8. There is also another ground which must result in invalidation of the detention of the petitioner. The law is now well settled as a result of a decision of this Court in D.S. Roy v. The State of West Bengal (2) that on a proper interpretation of Article 22, Clause (4) of the Constitution, the confirmation of the detention with a view to continue it beyond a period of three months, on receipt of the opinion of the Advisory Board, must be within three months from the date of detention. The confirmation of the detention must, therefore, follow within three months from the date of detention. Here, in the present case, the petitioner was detained pursuant to the order of detention on 11th July, 1974 and the order confirming the detention should, therefore, have been passed at the latest on 11th October, 1974. But the State Government, though it received the opinion of the Advisory Board as far back as 20th August, 1974, did not bestir itself for well nigh three months and it was only on 15th November, 1974 that it suddenly woke up to make the order of confirmation.
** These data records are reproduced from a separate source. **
PR #150, opened 2022-03-07
Export a single Queue implementation

andreeaflorescu:
### Summary of the PR

The purpose of this PR is to reduce the code duplication between the tests and code in `QueueState`, `Queue` and `QueueGuard`, and export a single queue implementation. The `Queue` interface right now it too open for change, which means that we can end up with the queue in invalid states. Creating an invalid queue yields no error and during the operation of the queue we can hit runtime errors like overflows, division by 0, or simply undefined behavior. To account for these, the queue inner state can only be changed through setters that are checking the validity of the input.

The design choices and reasons behind them are documented in the respective commits. As this is a pretty big PR, the best way to review it is commit by commit which should give enough context about the change.

### Requirements

requirements:

  description line.
  test.


andreeaflorescu:
Once we agree with the approach, I'll also go ahead and update the tests that are currently in `queue.rs` to make them depend on `QueueStateT` instead. This will help with testing both `Queue` and `QueueGuard` with the same test cases.

jiangliu:
> Once we agree with the approach, I'll also go ahead and update the tests that are currently in `queue.rs` to make them depend on `QueueStateT` instead. This will help with testing both `Queue` and `QueueGuard` with the same test cases.

It would be great to remove `Queue` and rename `QueueState` to `Queue`, but that may be a break change to Cloud Hypervisor. @sboeuf

sboeuf:
> > Once we agree with the approach, I'll also go ahead and update the tests that are currently in `queue.rs` to make them depend on `QueueStateT` instead. This will help with testing both `Queue` and `QueueGuard` with the same test cases.
> 
> It would be great to remove `Queue` and rename `QueueState` to `Queue`, but that may be a break change to Cloud Hypervisor. @sboeuf

It will certainly be a breaking change, but we recently moved Cloud Hypervisor to `virtio-queue` v0.2.0, meaning virtio-queue can introduce breaking changes, Cloud Hypervisor will fix what needs to be fixed once it moves to the version 0.3.0 (which will hopefully contain the breaking changes).

jiangliu:
There are two sets of interfaces:
- Queue/QueueGuard
- QueueState/QueueStateGuard

The only difference between these two sets of interface is that `Queue/QueueGuard` has an embedded `GuestAddressSpace` object, so the caller does not need to passing `mem: &GuestMemory` explicitly.

So if the plan is to remove `Queue`, we should remove all of `Queue`, `QueueGuard` and `QueueStateT::lock_with_memory()`.

sboeuf:
Hi @andreeaflorescu, I've just had a look at the latest version you submitted. This introduces important API breaking changes.
Changing a name is one thing, but you moved away from the design where the Queue had a hold onto the guest memory. And because of this, you had to update a bunch of methods so they now expect the caller to provide this handle to the guest memory.

IIRC having the Queue holding a handle to the guest memory was an improvement that we introduced at some point (wasn't there at the beginning) and it caused a breaking API change at the time. So now it feels we have to revert all of what we did to make this work.

I just want to make sure moving away from that design is something that we all (/cc @jiangliu @slp @bonzini @rbradford) think will help in a way, because I don't want to spend some time adapting Cloud Hypervisor code (again) if there's no benefit.

andreeaflorescu:
@sboeuf @jiangliu @alexandruag @slp @bonzini @rbradford any updates on this?

I have a few follow-up PRs after this one as well that are helping with improving the security of this crate. We are now running fuzzing for this crate (we will also upstream the fuzzer in the near future), and some of the problems we're discovering are related to the design of this crate.

Using the Virtio Queue interface in a secure manner requires more work from the VMM that it would be necessary. When we implemented this we did not take an approach of secure by default, and the interface can be misused because of the fields of the Virtio Queue being public. While all these findings are low risk (because the guests can only shoot themselves in the foot), we would like to improve the design and offer an interface that does not allow misuse.

Specifically, these are the changes that I still have in my pipeline:
- All fields of the `Queue` are private and can only be set by using setters which are checking the validity of the values. For example, this finding #173 would not be possible if we would only set the queue size using the [set_size](https://github.com/rust-vmm/vm-virtio/blob/b47a799d3b317034c7e95efa98737792d891f90d/crates/virtio-queue/src/state.rs#L248) function.
- To be able to initialize the `Queue` from a previously saved state, we're going to define a `QueueState` where all the fields are public. This will represent a pure state of the queue that holds no information about the implementation details.

Is there anything that we can do to minimize the changes required in Cloud Hypervisor, or anything else we can help with so that this can move forward?

rbradford:
>     * To be able to initialize the `Queue` from a previously saved state, we're going to define a `QueueState` where all the fields are public. This will represent a pure state of the queue that holds no information about the implementation details.
> 
> 
> Is there anything that we can do to minimize the changes required in Cloud Hypervisor, or anything else we can help with so that this can move forward?

After the removal of the `Clone` implementation we now have to do this:

https://github.com/cloud-hypervisor/cloud-hypervisor/blob/7db741092091ce76466fe75fee02113be9e2b079/vm-virtio/src/lib.rs#L128

I think a `new_from_queue()` would be a nicer way to do this without having to make the internals public.

andreeaflorescu:
> I think a `new_from_queue()` would be a nicer way to do this without having to make the internals public.

Yap, I have something similar in mind. We can have the `QueueState` with all fields public, and then have a `try_from` function to convert to a `Queue`. The `try_from` can returns errors though because we are considering the queue state to be untrusted as it can be deserialized from untrusted sources.

rbradford:
> > I think a `new_from_queue()` would be a nicer way to do this without having to make the internals public.
> 
> Yap, I have something similar in mind. We can have the `QueueState` with all fields public, and then have a `try_from` function to convert to a `Queue`. The `try_from` can returns errors though because we are considering the queue state to be untrusted as it can be deserialized from untrusted sources.

Okay. Sounds reasonable. I would propose you include that in this PR and then we can do a test run of porting CH to use it and that would tell us if its sufficient. (As well as the ability to derive a new `Queue` from an existing `Queue` we will need to do the same from a serialisable state for snapshot-restore/migration.)

andreeaflorescu:
Did another rebase, I am not expecting big changes in the near future that need to go before this PR, so I'll reserve time to get this closer to what my vision was regarding the updated interface. This is going to be quite a big change though, which is why I was a bit reluctant to do it in one go.

andreeaflorescu:
Ping @rbradford @jiangliu @sboeuf can you take another look? Now the PR is ready for review, the logic is all in there, I just need to do some non-functional updates. The rebases for this PRs are becoming quite hard to manage, and I would really appreciate some feedback.

sboeuf:
I can have a look next week :)

andreeaflorescu:
As this is quite a large PR I recommend going commit by commit. I tried to add as many information as I could in the commit message to explain the motivation behind the changes.

sboeuf:
@andreeaflorescu from a quick first check of the changes you've introduced, the only thing missing would be a helper method `state()` for the `Queue` structure that would return a `QueueState`. This would be convenient and would give us the opposite of what `try_from()` provides to turn a `QueueState` into a `Queue`.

The order of confirmation was clearly made beyond three months from the date of detention and there is, therefore, no escape from the conclusion that the order of detention must be held to be invalid. We may point out that the decision of this Court in D.S. Roy v. The State of West Bengal : 1973CriLJ446 was given as far back as 7th December, 1971 and vet the State Government in the present case acted in contravention of the Constitutional mandate enunciated and explained in that decision. Taking a charitable view of the matter we may presume that the State Government was not aware of this decision. But that can hardly be an excuse for violation of the law. We think it would be desirable if some machinery is set up by the Government of India or the State Government by which the decisions of this Court in cases of preventive detention are brought to the notice of the executive authorities as soon as they are handed down so that the executive authorities know what is the law laid down by this Court and they can conform to it. '
9. We are thus left with no choice but to hold the detention of the petitioner invalid. We, accordingly, allow the petition and make the rule absolute and direct that the petitioner should be set at liberty forthwith.